* **Task item**:
Since the data must remain as supplied, reproduce it word for word.

(Stored data)
--------------------

PR #452, opened 2015-07-05
Default NO_SIGNATURE to empty string (fix #446)

### LINKED ISSUE #446: build_aci script fails if NO_SIGNATURE is defined
Because of strict mode, `if [ -z "$NO_SIGNATURE" ] ;` fails with `unbound variable` instead of executing the branch.

mpasternacki:


jonboulle:
thank you!

PR #454, opened 2015-07-17
schema/types: export IsValidOSArch function

iaguis:
This function can be reused by rkt to check images against its own valid
OS and architectures.

Useful for coreos/rkt#271


jonboulle:
LGTM

PR #460, opened 2015-07-31
ace: generate an armored gpg signature

iaguis:
We were generating an .asc signature file but we didn't specify --armor
to the gpg commad so it was a binary file instead of an ASCII armored
file.


vbatts:
LGTM

PR #508, opened 2015-09-29
last-ditch: Handle labels

krnowak:
This PR does some cleanups first and then adds labels to pod's runtime image and to image manifest.

This may be useful for rkt to extract the version of an image (and maybe arch and os if there is need) in error cases.

### DIFF
--- a/schema/lastditch/pod_test.go
+++ b/schema/lastditch/pod_test.go
@@ -17,14 +17,11 @@ package lastditch
 import (
 	"fmt"
 	"reflect"
+	"strings"
 	"testing"
 )
 
 func TestInvalidPodManifest(t *testing.T) {
-	// empty image JSON
-	eImgJ := "{}"
-	// empty image instance
-	eImgI := rImgI("", "")
 	tests := []struct {
 		desc     string
 		json     string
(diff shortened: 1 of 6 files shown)


jonboulle:
Did you use a bad email address for these commits? it's not linking against your account

schema/lastditch/pod_test.go
```diff
@@ -32,47 +29,77 @@ func TestInvalidPodManifest(t *testing.T) {
...
+			desc:     "Check a pod manifest with an app based on an image containing labels with some extra fields",
+			json:     podJ(appsJ(appJ("a", rImgJ("i", "id", labsJ(labJ("n", "v", extJ("color"))), extJ("stuff")), extJ("trolls"))), extJ("goblins")),
+			expected: podI(appsI(appI("a", rImgI("i", "id", labsI(labI("n", "v")))))),
 		},
 	}
 	for _, tt := range tests {
 		got := PodManifest{}
 		if err := got.UnmarshalJSON([]byte(tt.json)); err != nil {
-			t.Errorf("%s: unexpected error during unmarshalling pod manifest: %v", tt.desc, err)
+			t.Errorf("%s: an unexpected error during unmarshalling a pod manifest: %v", tt.desc, err)
```
jonboulle: While not technically incorrect, in terms of style I find articles superfluous in these kinds of messages. The error is perfectly parseable and unambiguous without them.

krnowak: I blame @iaguis - he is always pointing out all the articles I forgot to write. :P

Will remove them.

krnowak:
> Did you use a bad email address for these commits? it's not linking against your account

Argh, yes. Will send a new batch with fixed email.

schema/lastditch/pod_test.go
iaguis: but not here :P

jonboulle:
I am a bit concerned that lastditch is basically expanding to just become the real schema without validation. Is there any way we can improve this situation to remove that duplication?

jonboulle:
This is fine for now, I'm going to file a follow up to address my concerns.

krnowak:
Sorry, I forgot to reply to this.

I added labels only because you could get an image version from them, which is a kind of basic information for error reporting and that's all. I don't plan adding new features there.

But yeah, I shortly had similar thoughts, especially when thinking about `--force` flag to `rkt rm` or `rkt image rm` to remove faulty pod/image from store - but currently that can be implemented by first trying to remove pod/image with normal PodManifest/ImageManifest and if that fails - with a `lastditch.PodManifest`/`lastditch.ImageManifest`. But that leads to a code duplication. I suppose that `PodManifest`/`ImageManifest` should be designed from the start to be a struct holding ultimately only strings, and `ACIdentifier`, `ACName` and others should have been an implementation detail. OTOH, that would complicate marshalling and unmarshalling. Anyway, probably that ship had sailed.

jonboulle:
> I suppose that PodManifest/ImageManifest should be designed from the start to be a struct holding ultimately only strings, and ACIdentifier, ACName and others should have been an implementation detail. 

I don't really know what you mean by this, could you provide a small example? 
I'm definitely open to any suggestions to clean up the models and validation code.

krnowak:
All I'm saying is that PodManifest in schema package should look like PodManifest in lastditch package.

With more details - I don't think that PodManifest/ImageManifest (or any type that those two manifests hold instances of) should have fields of restricting type like ACKind, ACIdenfifier, ACName or SemVer - these should be just plain strings. For example a Label struct could be simply:
```go
type Label struct {
	Name  string // string instead of ACIdentifier
	Value string
}
```

The validation could happen during serialization/deserialization, but with one catch - even if some string was invalid (say Name field in Label was not a valid ACIdentifier) we still would try to return a serialized/deserialized manifest. Something like:

```go
im := schema.blankImageManifest()
err := im.Deserialize(getSomeBytes())
if !schema.IsInvalidErr(err) {
	return err // badly structured JSON
}
if schema.IsInvalidErr(err) && !force {
	return err
}
stuff, err := getStuffWeNeed(im); err != nil {
	return err
}
```

jonboulle:
The nice part about using stronger types for the fields is that then they're self describing, self validating, and also the type system provides some amount of validation for free when working with the structs. But I am starting to think the downsides outweigh the niceties and something like your approach would be an improvement, despite the awkward code I think it will necessitate.

PR #509, opened 2015-09-29
aci build: add a callback to BuildWalker

### LINKED ISSUE #498: build aci: setting file ownership in the archive
When building an aci with [BuildWalker](https://github.com/appc/spec/blob/master/aci/build.go#L89), it adds files in the archive with the same ownership as they are on the filesystem.

It would be useful to be able to change the ownership of files in the aci, without needing to create the aci as root. It is needed for building the stage1 of rkt, see discussion on https://github.com/coreos/rkt/issues/1453#issuecomment-142314125.

At the moment, there is no parameters or callbacks to be able to set `hdr.Uid, hdr.Gid = 0, 0`.

/cc @jellonek

iaguis:
This callback allows users to modify the final tar headers or filter out
tar entries when building an ACI.

Also, add a --owner-root flag to acbuild so users can adjust the uids
and gids of all the files and directories in stage1 to 0:0. This is
needed by rkt: https://github.com/coreos/rkt/issues/1453

Fixes #498

### DIFF
--- a/aci/build.go
+++ b/aci/build.go
@@ -23,10 +23,18 @@ import (
 	"github.com/appc/spec/pkg/tarheader"
 )
 
+// TarHeaderWalkFunc is the type of the function which allows setting tar
+// headers or filtering out tar entries when building an ACI. It will be
+// applied to every entry in the tar file.
+//
+// If true is returned, the entry will be included in the final ACI; if false,
+// the entry will not be included.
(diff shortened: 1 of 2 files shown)


alban:
LGTM but I wrote a part of the patch, so that does not count much.

/cc @jonboulle @jellonek

jonboulle:
LGTM, thank you.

--------------------

* **Written reply**:
PR #452, opened 2015-07-05
Default NO_SIGNATURE to empty string (fix #446)

### LINKED ISSUE #446: build_aci script fails if NO_SIGNATURE is defined
Because of strict mode, `if [ -z "$NO_SIGNATURE" ] ;` fails with `unbound variable` instead of executing the branch.

mpasternacki:


jonboulle:
thank you!

PR #454, opened 2015-07-17
schema/types: export IsValidOSArch function

iaguis:
This function can be reused by rkt to check images against its own valid
OS and architectures.

Useful for coreos/rkt#271


jonboulle:
LGTM

PR #460, opened 2015-07-31
ace: generate an armored gpg signature

iaguis:
We were generating an .asc signature file but we didn't specify --armor
to the gpg commad so it was a binary file instead of an ASCII armored
file.


vbatts:
LGTM

PR #508, opened 2015-09-29
last-ditch: Handle labels

krnowak:
This PR does some cleanups first and then adds labels to pod's runtime image and to image manifest.

This may be useful for rkt to extract the version of an image (and maybe arch and os if there is need) in error cases.

### DIFF
--- a/schema/lastditch/pod_test.go
+++ b/schema/lastditch/pod_test.go
@@ -17,14 +17,11 @@ package lastditch
 import (
 	"fmt"
 	"reflect"
+	"strings"
 	"testing"
 )
 
 func TestInvalidPodManifest(t *testing.T) {
-	// empty image JSON
-	eImgJ := "{}"
-	// empty image instance
-	eImgI := rImgI("", "")
 	tests := []struct {
 		desc     string
 		json     string
(diff shortened: 1 of 6 files shown)


jonboulle:
Did you use a bad email address for these commits? it's not linking against your account

schema/lastditch/pod_test.go
```diff
@@ -32,47 +29,77 @@ func TestInvalidPodManifest(t *testing.T) {
...
+			desc:     "Check a pod manifest with an app based on an image containing labels with some extra fields",
+			json:     podJ(appsJ(appJ("a", rImgJ("i", "id", labsJ(labJ("n", "v", extJ("color"))), extJ("stuff")), extJ("trolls"))), extJ("goblins")),
+			expected: podI(appsI(appI("a", rImgI("i", "id", labsI(labI("n", "v")))))),
 		},
 	}
 	for _, tt := range tests {
 		got := PodManifest{}
 		if err := got.UnmarshalJSON([]byte(tt.json)); err != nil {
-			t.Errorf("%s: unexpected error during unmarshalling pod manifest: %v", tt.desc, err)
+			t.Errorf("%s: an unexpected error during unmarshalling a pod manifest: %v", tt.desc, err)
```
jonboulle: While not technically incorrect, in terms of style I find articles superfluous in these kinds of messages. The error is perfectly parseable and unambiguous without them.

krnowak: I blame @iaguis - he is always pointing out all the articles I forgot to write. :P

Will remove them.

krnowak:
> Did you use a bad email address for these commits? it's not linking against your account

Argh, yes. Will send a new batch with fixed email.

schema/lastditch/pod_test.go
iaguis: but not here :P

jonboulle:
I am a bit concerned that lastditch is basically expanding to just become the real schema without validation. Is there any way we can improve this situation to remove that duplication?

jonboulle:
This is fine for now, I'm going to file a follow up to address my concerns.

krnowak:
Sorry, I forgot to reply to this.

I added labels only because you could get an image version from them, which is a kind of basic information for error reporting and that's all. I don't plan adding new features there.

But yeah, I shortly had similar thoughts, especially when thinking about `--force` flag to `rkt rm` or `rkt image rm` to remove faulty pod/image from store - but currently that can be implemented by first trying to remove pod/image with normal PodManifest/ImageManifest and if that fails - with a `lastditch.PodManifest`/`lastditch.ImageManifest`. But that leads to a code duplication. I suppose that `PodManifest`/`ImageManifest` should be designed from the start to be a struct holding ultimately only strings, and `ACIdentifier`, `ACName` and others should have been an implementation detail. OTOH, that would complicate marshalling and unmarshalling. Anyway, probably that ship had sailed.

jonboulle:
> I suppose that PodManifest/ImageManifest should be designed from the start to be a struct holding ultimately only strings, and ACIdentifier, ACName and others should have been an implementation detail. 

I don't really know what you mean by this, could you provide a small example? 
I'm definitely open to any suggestions to clean up the models and validation code.

krnowak:
All I'm saying is that PodManifest in schema package should look like PodManifest in lastditch package.

With more details - I don't think that PodManifest/ImageManifest (or any type that those two manifests hold instances of) should have fields of restricting type like ACKind, ACIdenfifier, ACName or SemVer - these should be just plain strings. For example a Label struct could be simply:
```go
type Label struct {
	Name  string // string instead of ACIdentifier
	Value string
}
```

The validation could happen during serialization/deserialization, but with one catch - even if some string was invalid (say Name field in Label was not a valid ACIdentifier) we still would try to return a serialized/deserialized manifest. Something like:

```go
im := schema.blankImageManifest()
err := im.Deserialize(getSomeBytes())
if !schema.IsInvalidErr(err) {
	return err // badly structured JSON
}
if schema.IsInvalidErr(err) && !force {
	return err
}
stuff, err := getStuffWeNeed(im); err != nil {
	return err
}
```

jonboulle:
The nice part about using stronger types for the fields is that then they're self describing, self validating, and also the type system provides some amount of validation for free when working with the structs. But I am starting to think the downsides outweigh the niceties and something like your approach would be an improvement, despite the awkward code I think it will necessitate.

PR #509, opened 2015-09-29
aci build: add a callback to BuildWalker

### LINKED ISSUE #498: build aci: setting file ownership in the archive
When building an aci with [BuildWalker](https://github.com/appc/spec/blob/master/aci/build.go#L89), it adds files in the archive with the same ownership as they are on the filesystem.

It would be useful to be able to change the ownership of files in the aci, without needing to create the aci as root. It is needed for building the stage1 of rkt, see discussion on https://github.com/coreos/rkt/issues/1453#issuecomment-142314125.

At the moment, there is no parameters or callbacks to be able to set `hdr.Uid, hdr.Gid = 0, 0`.

/cc @jellonek

iaguis:
This callback allows users to modify the final tar headers or filter out
tar entries when building an ACI.

Also, add a --owner-root flag to acbuild so users can adjust the uids
and gids of all the files and directories in stage1 to 0:0. This is
needed by rkt: https://github.com/coreos/rkt/issues/1453

Fixes #498

### DIFF
--- a/aci/build.go
+++ b/aci/build.go
@@ -23,10 +23,18 @@ import (
 	"github.com/appc/spec/pkg/tarheader"
 )
 
+// TarHeaderWalkFunc is the type of the function which allows setting tar
+// headers or filtering out tar entries when building an ACI. It will be
+// applied to every entry in the tar file.
+//
+// If true is returned, the entry will be included in the final ACI; if false,
+// the entry will not be included.
(diff shortened: 1 of 2 files shown)


alban:
LGTM but I wrote a part of the patch, so that does not count much.

/cc @jonboulle @jellonek

jonboulle:
LGTM, thank you.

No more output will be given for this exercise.